NCUA Board Gives CUSOs the Green Light for Lending

More than 1,000 comments are received by the NCUA on the issue – an apparent record for the agency.

NCUA official seal. (Source: NCUA)

In a 2-1 vote by the NCUA board, the agency approved a final rule to allow CUSOs to originate any type of loan originated by a federal credit union.

During Thursday’s meeting, Board Member Rodney Hood, who has been in favor of and has prioritized this rule and issue since his time on the board, led the discussion. Hood’s views are that the final rule will allow CUSOs to originate loans and expand their abilities for consumers to help create competition inside and outside of the credit union space – much like fintech organizations have done with the auto lending market.

“Let me be clear, I certainly believe that Credit Union Service Organizations are what will help credit unions, and in particular mid-sized to smaller credit unions, stay relevant in the years ahead by continuing to grow in scale in the cooperative spirit, while ensuring that the industry is responding to the rapidly changing landscape,” Hood said.

While the agency received a record number of comments on the final rule, more than 1,000 according to the NCUA, Hood said the majority of comments supported the measure. He took a moment to address those comments critical of the rule and those who addressed concerns the rule could result in CUSOs becoming payday lenders.

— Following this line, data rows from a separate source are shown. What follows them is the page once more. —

PR #3205, opened 2025-11-13
[checkbox][radio][switch] Render root as `span` instead of `button`

mj12albert:
**Breaking:** `Checkbox.Root`, `Radio.Root` and `Switch.Root` renders `<span>` instead of `<button>`

Labels can't wrap both a `button` and the hidden `input` since it's [invalid HTML](https://validator.w3.org/nu/?doc=https%3A%2F%2Fbase-ui.com%2Freact%2Fcomponents%2Fradio)

Screenshot 2025-11-13 at 4 16 13 PM

WAVE also reports errors on the `button`:
Screenshot 2025-11-17 at 3 03 02 PM

- ~Clicking the label to trigger the radio/checkbox/switch doesn't work if it's a `span`, but this is added back via `Field.Label`~ actually works
- HTML validator flags `aria-required` on `role="checkbox|switch"` as invalid, but VO announces the required state correctly so I think it should be kept for checkbox and switch.

Demos:
- https://deploy-preview-3205--base-ui.netlify.app/experiments/forms/button-controls
- HTML validator: https://validator.w3.org/nu/?doc=https%3A%2F%2Fdeploy-preview-3205--base-ui.netlify.app%2Freact%2Fcomponents%2Fradio

Alternative to https://github.com/mui/base-ui/pull/3203


atomiks:
> Clicking the label to trigger the radio doesn't work if it's a span, but this can be added back via FieldItem

It "works" for me in the example, but the focus state doesn't sync properly. `onFocus()` on the hidden input to focus the `<span>` seems like it'd be a workaround (similar to `<Select.Trigger>` behavior)

mj12albert:
This is still invalid nesting of interactive elements:
```
<span role="radio">
  <input type="radio" aria-hidden />
</span>
```
Need to try to get `input type="hidden"` to work

atomiks:
On https://deploy-preview-3205--base-ui.netlify.app/experiments/forms/button-controls,
Clicking the label with the mouse doesn't set focus on the radio `<span>` control, so using <kbd>ArrowUp</kbd>/<kbd>ArrowDown</kbd> doesn't work. (There's also a mismatch in the focus style when tabbing into it and using the controls)

mj12albert:
There's also an issue where the `label`'s `for` must match the `input`'s `id` instead of the `id` of the root element, in which case it should be labelled with `aria-labelledby="(label id)"`

Screenshot 2025-11-14 at 6 45 42 PM

atomiks:
@mj12albert yeah, `Select` forwards the `id` to the hidden input. Clicking the label focuses the hidden input, so `onFocus` is used to immediately relocate it to the trigger. I think that's the correct solution when using non-`<button>` triggers (although Select was recently changed to be a native `<button>`)

mj12albert:
> `Select` forwards the `id` to the hidden input.

OK doign the same here but a gotcha with this is that `<Select.Trigger id="MyTrigger" />` id's the input and not the actual trigger, though I suppose manual ids are an edge case in 2025...

packages/react/src/switch/root/SwitchRoot.tsx
```diff
@@ -144,13 +147,23 @@ export const SwitchRoot = React.forwardRef(function SwitchRoot(
...
       }
 
       event.preventDefault();
+
       inputRef?.current?.click();
     },
+    onKeyDown(event) {
+      if (nativeButton || event.defaultPrevented || readOnly || disabled) {
+        return;
+      }
```
atomiks: What's the reason for this handler? Shouldn't `useButton` already call `onClick`?

mj12albert: useButton prevents default in onKeyDown + Enter key: https://github.com/mui/base-ui/blob/56dee07c3e40c396a30e72752f630069a233634d/packages/react/src/use-button/useButton.ts#L130-L132

So the click in Switch doesn't fire because it returns if default prevented: https://github.com/mui/base-ui/blob/56dee07c3e40c396a30e72752f630069a233634d/packages/react/src/switch/root/SwitchRoot.tsx#L146-L149

It's the same for checkbox, both of these are necessary though I think

atomiks: > It's the same for checkbox, both of these are necessary though I think

I think these were added before `.preventBaseUIHandler` was a thing. I think it's generally better to not check `event.preventDefault` as much as possible (at least we seemed to rarely do it in later components)

atomiks:
> Clicking a plain sibling <label> (even with for/id set correctly) is unable to toggle span role="checkbox"

It seems to work with a minimal repro:

```jsx
export default function Checkbox() {
  const ref = React.useRef<HTMLSpanElement>(null);
  const [checked, setChecked] = React.useState(false);
  return (
    <div>
      <label htmlFor="checkbox">Checkbox</label>
      <span
        ref={ref}
        role="checkbox"
        aria-checked={checked}
        style={{
          display: 'inline-block',
          width: 20,
          height: 20,
          background: checked ? 'blue' : 'gray',
        }}
        onClick={() => setChecked(!checked)}
        tabIndex={0}
      />
      <input
        id="checkbox"
        onFocus={() => {
          ref.current?.focus();
        }}
        onClick={() => {
          ref.current?.click();
        }}
        tabIndex={-1}
        aria-hidden
      />
    </div>
  );
}
```

mj12albert:
> > Clicking a plain sibling  (even with for/id set correctly) is unable to toggle span role="checkbox"
> 
> It seems to work with a minimal repro:

Oh yeah it works, I didn't update this comment yet 😅 
Originally I thought it wasn't working because there is a weird behavior where an identical test for Switch fails for Checkbox because it's flaky when using `user.click`

docs/src/app/(private)/experiments/forms/button-controls.tsx
```diff
@@ -90,17 +90,23 @@ function StickersRadioGroup() {
       </Field.Item>
 
       <Field.Item className={styles.FieldItem}>
```
atomiks, line 92: Maybe it's worth having four separate sections here (unless already covered by unit tests):

- `<Field.Label>` sibling
- `<Field.Label>` enclosing
- `<label>` sibling
- `<label>` enclosing

mj12albert: Yeah I added all the the variations in unit tests to avoid future surprises 😬

mj12albert:
Features all seem intact, the only issue now is `<label><span role="checkbox" /></label>` like in the demos messes up the accName:
Screenshot 2025-11-17 at 2 59 15 PM

Manually setting `htmlFor`/`id` doesn't help because the `id` is forwarded to the `input`, so it doesn't link the span, only `aria-label` on the span works... what do you think? @atomiks

docs/src/app/(public)/(content)/react/components/checkbox-group/page.mdx
```diff
@@ -47,40 +47,6 @@ import { DemoCheckboxGroupNested } from './demos/nested';
 
 <DemoCheckboxGroupNested compact />
 
-### Form integration
```
mj12albert, line 50: The Forms page has this now

atomiks:
> in the demos messes up the accName:

Is this more so an axe false positive? Without `aria-label`, the enclosing label announces its text when focus is on the `<span>` checkbox. If so, I think it's okay since there are workarounds to satisfy it if necessary

mj12albert:
Alright, with VO the differences seem negligible anyway

atomiks (approved):

hsimpson270:
I have updated my project to use beta 5, but I am seeing a conflict because of this change. `CheckboxRootProps` was updated to extend `BaseUIComponentProps<'span', CheckboxRoot.State>,` but `CheckboxRoot` was not updated as well, so it still typed as `React.ForwardRefExoticComponent<CheckboxRootProps & React.RefAttributes<HTMLButtonElement>>`. This causes an issue because `CheckboxRoot` is expected to extend a button, but its props are expected to extend a span.

In my implementation, updating my custom props to extend either a button or a span both result in errors when passed into `CheckboxRoot`. I was using button previously, which now generates a "Types of property 'onCopy' are incompatible" error (I'm assuming because that's the first native prop that conflicts), but if I update to use span instead I get a "Types of property 'ref' are incompatible." error. This error completely breaks the current implementation, so the only work around I can think of for now would be to not extend a native HTML element in my props at all.

PR #3217, opened 2025-11-14
[docs] Fix detached triggers demos layout

michaldudak:
Added `flex-wrap` to detached trigger demos (Dialog, AlertDialog, Tooltip, and Popover) so they look better on narrow screens.

Before:
image

After:
image

Preview:
- https://deploy-preview-3217--base-ui.netlify.app/react/components/alert-dialog#controlled-mode-with-multiple-triggers
- https://deploy-preview-3217--base-ui.netlify.app/react/components/dialog#controlled-mode-with-multiple-triggers
- https://deploy-preview-3217--base-ui.netlify.app/react/components/popover#controlled-mode-with-multiple-triggers
- https://deploy-preview-3217--base-ui.netlify.app/react/components/tooltip#controlled-mode-with-multiple-triggers


docs/src/app/(public)/(content)/react/components/tooltip/demos/index.module.css
```diff
@@ -1,13 +1,14 @@
 .Container {
   display: flex;
   gap: 0.5rem;
+  flex-wrap: wrap;
```
LukasTy, line 4: WDYT about also adding a `justify-content: center;` to keep the center alignment when wrapped? 🤔

michaldudak: Good point!

PR #3221, opened 2025-11-14
[test] Make the tests more reliable

michaldudak:
- Added a couple of `wait`s
- Added a new way to check if the menubar menu is open (data attribute). It might be useful outside tests as well.
- Fixed the `key` prop spread warnings

Looks like the main culprit was that keyboard events were dispatched slightly too early, before handlers were set.


packages/react/src/menubar/Menubar.test.tsx
```diff
@@ -8,6 +8,12 @@ import { Menubar } from '@base-ui-components/react/menubar';
 import { Menu } from '@base-ui-components/react/menu';
 import { useRefWithInit } from '@base-ui-components/utils/useRefWithInit';
 
+async function wait(ms: number) {
```
LukasTy, line 11: Would it make sense to move this to `test-utils`? 🤔

michaldudak: I'm not keen on this because of how ugly this hack is :/

michaldudak: But yeah, it seems inevitable for now. I added it in https://github.com/mui/base-ui/pull/3226

PR #3226, opened 2025-11-14
[test] Make the tests more reliable, part 2

michaldudak:
Added short delays to TooltipViewport tests


packages/react/src/tooltip/viewport/TooltipViewport.test.tsx
```diff
@@ -207,9 +207,13 @@ describe('<Tooltip.Viewport />', () => {
       const trigger2 = screen.getByTestId('trigger2');
       const trigger3 = screen.getByTestId('trigger3');
 
+      await waitSingleFrame();
```
LukasTy, line 210: These are not pretty.  🙈 
Have you tried adding assertions to check if whatever needs to render after a focus change has rendered instead of a direct timeout? 🤔

michaldudak: I don't think it's about rendering - it seems that event handlers are not set up by the time events are fired in tests.

PR #3231, opened 2025-11-16
[all components] Fix crash in Next.js 16 when accessing `render.props.ref`

### LINKED ISSUE #3144: getChildRef function of useRenderElement is causing unexpected crashes in React 19 + Next 16
# Bug report

## Current behavior

This function errors when executing render.props.ref. It only happens in built production instance of Next JS 16 with cache components enabled. `render.props` is undefined causing the crash. Likely because render getChildRef is applied on a server component passed through to client side render method. 

```tsx
function getChildRef(render) {
  if (render && typeof render !== 'function') {
    return isReactVersionAtLeast(19) ? render.props.ref : render.ref;
  }
  return null;
}
```

## Expected behavior

Should not crash

## Reproducible example

## Base UI version

beta-4

Chrome

## Which OS are you using?

Macos

atomiks:

Fixes #3144

### DIFF
--- a/packages/utils/src/useMergedRefs.test.tsx
+++ b/packages/utils/src/useMergedRefs.test.tsx
@@ -2,6 +2,7 @@ import * as React from 'react';
 import { expect } from 'chai';
 import { createRenderer, MuiRenderResult, screen } from '@mui/internal-test-utils';
 import { spy } from 'sinon';
+import { getReactElementRef } from './getReactElementRef';
 import { useMergedRefs } from './useMergedRefs';
 
 describe('useMergedRefs', () => {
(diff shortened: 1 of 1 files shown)


packages/utils/src/getReactElementRef.ts
michaldudak, line 1: Why not fix the utils function instead? It can be used in other projects, so removing it is a breaking change.

atomiks: We weren't using it internally, and I don't think other projects would've been either. If it's requested, we can export it, but I suspect it won't be used given it's a low level util. `utils` already has a breaking change this release, so it's fine I think

michaldudak: Material UI has its own copy of it, so it's useful for sure (they don't use `@base-ui-components/utils` yet). Our utils are generally low-level, and everything not Base UI-specific that can come in handy in other MUI projects should be placed there. Can you see any advantage of removing it from the shared package?

atomiks: Not really, we can keep it and make the internal module import from it now.

PR #3237, opened 2025-11-17
[alert dialog] Re-export Dialog parts

michaldudak:
Re-exporting Dialog parts instead of defining them for AlertDialog specifically to save bundle size.

### DIFF
--- a/packages/react/src/alert-dialog/index.ts
+++ b/packages/react/src/alert-dialog/index.ts
@@ -1,11 +1,3 @@
 export * as AlertDialog from './index.parts';
 
 export type * from './root/AlertDialogRoot';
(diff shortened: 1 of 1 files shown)


michaldudak:
No, there are no public-facing changes here. The proposal in #2265 is to add the `alert` prop to the Dialog.Root. This PR still keeps the AlertDialog.Root and doesn't change the API at all.

LukasTy:
> No, there are no public-facing changes here. The proposal in #2265 is to add the `alert` prop to the Dialog.Root. This PR still keeps the AlertDialog.Root and doesn't change the API at all.

Gotcha. Well, I was referring to the fact that the underlying result is the optimisation of code.

PR #3238, opened 2025-11-17
[code-infra] Build packages with react compiler enabled

brijeshb42:
Added tests with React compiler enabled solely on CI to make sure building with react compiler doesn't break any component.

The two new jobs (`test_unit_compiler` and `test_browser_compiler`) perform the build with full react compiler transform and then run the tests without aliasing to the source files.

### DIFF
--- a/.circleci/config.yml
+++ b/.circleci/config.yml
@@ -43,6 +43,19 @@ default-context: &default-context
 #   restore_cache:
 #     key: v1-repo-{{ .Branch }}-{{ .Revision }}
 
+commands:
+  build-with-compiler:
+    description: 'Build packages with React Compiler'
+    steps:
+      - run:
+          name: Add compiler package
+          command: pnpm -F "./packages/*" add react-compiler-runtime
+      - run:
+          name: Build with compiler
+          command: pnpm -F "./packages/*" build --enableReactCompiler
+          environment:
+            MUI_REACT_COMPILER_MODE: 'infer'
+
 jobs:
   test_unit:
     <<: *default-job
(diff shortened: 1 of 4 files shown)


.circleci/config.yml
```diff
@@ -226,6 +267,12 @@ workflows:
       - test_package:
           <<: *default-context
           name: 'Package verification'
+      - test_unit_compiler:
+          <<: *default-context
+          name: 'Unit tests (React Compiler)'
```
LukasTy:
```suggestion
          name: 'JSDOM tests (React Compiler)'
```

test/vite.shared.config.mjs
```diff
@@ -2,13 +2,19 @@ import * as path from 'path';
 import { defineConfig } from 'vite';
 import react from '@vitejs/plugin-react';
 
+const isReactCompilerTest = Boolean(process.env.MUI_REACT_COMPILER_TEST);
```
Janpot: nitpick, but better to name the flag after what it enables/disables rather than the purpose it's currently used for. e.g.

```suggestion
const isReactCompilerTest = Boolean(process.env.MUI_DISABLE_WORKSPACE_ALIASES);
```

scripts/addCompilerPackage.mts
```diff
@@ -0,0 +1,16 @@
+import * as fs from 'node:fs/promises';
+import * as path from 'node:path';
+
+async function addCompilerPackage() {
```
Janpot: To keep it simpler, would it work if we just install it top-level? Or provide it in vitest config?

brijeshb42: I've already kept it in top-level package.json to avoid installing packages a 2nd time. But we still need it for the build tool to not fail since that throws if the dependency is not declared.

.circleci/config.yml
```diff
@@ -197,6 +197,47 @@ jobs:
...
+    <<: *default-job
+    executor:
+      name: code-infra/mui-node-browser
+      playwright-img-version: v1.56.1-noble
+    steps:
+      - checkout
+      - code-infra/install-deps
+      - run:
+          name: Add compiler package
+          command: pnpm -r add-compiler-package
```
Janpot: Wouldn't this suffice?
```suggestion
          command: pnpm -F "./packages/*" add react-compiler-runtime
```

scripts/addCompilerPackage.mts
Janpot: 👍 yeah, just realized after reviewing your other PR

.circleci/config.yml
brijeshb42: I was hopeful for a bit but was disappointed when I tried. This is same as doing `pnpm -r add-compiler-package && pnpm install` since it actually downloads the new dep.

Janpot: shouldn't it install it?

brijeshb42: It's not needed now specifically for the packages since its already installed at the repo level.

Janpot: If we can't get around having these dependency in package.json, then I would remove it from root and just install it. The few seconds we lose are worth not working with a project where the actually installed dependencies don't correspond with the specified ones.

Issue #3043, opened 2025-10-23
[tabs] NextJS 16 `cacheComponents` error when `TabsIndicator` generates id


mj12albert:
Repro: https://codesandbox.io/p/github/joncoronel/next-16-baseui-tabs-error/master

Tabs indicator throws this error in NextJS 16 with the new [`cacheComponents`](https://nextjs.org/docs/app/api-reference/config/next-config-js/cacheComponents) feature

“Specifically, some have said that this rule will allow them [CUSOs] to become payday lenders – pernicious payday lenders run counter to the ‘people helping people’ philosophy. And I believe these concerns are simply unfounded,” Hood said.

Chairman Todd Harper, the lone no vote on the rule, has been against moving this rule forward because without proper oversight of CUSOs or third-party vendors, the NCUA should wait until the agency has that authority; and that can only be given by Congress.

“There is a classic philosophical difference on this rule. On the one hand, my colleagues believe that the changes contained in this final rule will help small credit unions to compete and remain viable. On the other hand, I believe that unleashing such competition within the credit union system will lead to lower earnings for smaller credit unions because of the earnings that CUSOs will siphon off the top from participating credit unions. This will then lower returns on loans and lower credit union returns on average assets. As a result, this rule in the long run will likely lead to further industry consolidation,” Harper said.

Vice Chairman Kyle Hauptman and Hood both voted in favor of the final rule for a number of reasons, one being that the board will have “additional flexibility to approve permissible activities and services outside of notice-and-comment rulemaking.” Another reason appeared to come down to competition.

“This rule gives credit unions the tools to compete more effectively in the digital marketplace,” Hauptman said. “It also gives members another choice when shopping online. That’s a good thing. As always, we will be watching how this rule impacts consumers and credit unions.”

Hauptman said the NCUA will keep an eye out for any consumer issues and if CUSOs are properly delivering these loans to consumers. He added, “These rules we make are sometimes more art than science … so if this rule needs to be tweaked in the future, then we’ll tweak it.”

CAMEL to CAMELS

In a 3-0 vote, the board approved a final rule updating the CAMEL rating system to the CAMELS rating system. In the final rule, the “S” was added to signify sensitivity to market risk into the component. The board also approved redefining the “L” in the liquidity risk component of the system.

According to the NCUA, the benefits of adding the “S” component are “to enhance transparency and allow the NCUA and federally insured consumer and corporate credit unions to better distinguish between liquidity risk (L) and sensitivity to market risk (S).”

The addition of “S” also enhances consistency between the supervision of credit unions and financial institutions supervised by the other banking agencies.

“The NCUA’s adoption of the CAMELS system is good public policy and long overdue,” said Harper. “Separating the liquidity and market sensitivity components will allow the NCUA to better monitor these risks within the credit union system, better communicate specific concerns to individual credit unions and better allocate resources.”

Implementation of the revised CAMELS rating system is scheduled to take place April 1, 2022.

In a statement published Thursday, CUNA President/CEO Jim Nussle said of both votes by the NCUA Board, “We thank the board for finalizing these two rules, both of which will improve the operating environment for credit unions to help them better serve their members. The CUSO rule will help credit unions pool resources when necessary to continue to meet loan demand. The CAMELS final rule will provide greater clarity and transparency regarding credit union sensitivity to market and liquidity risk.”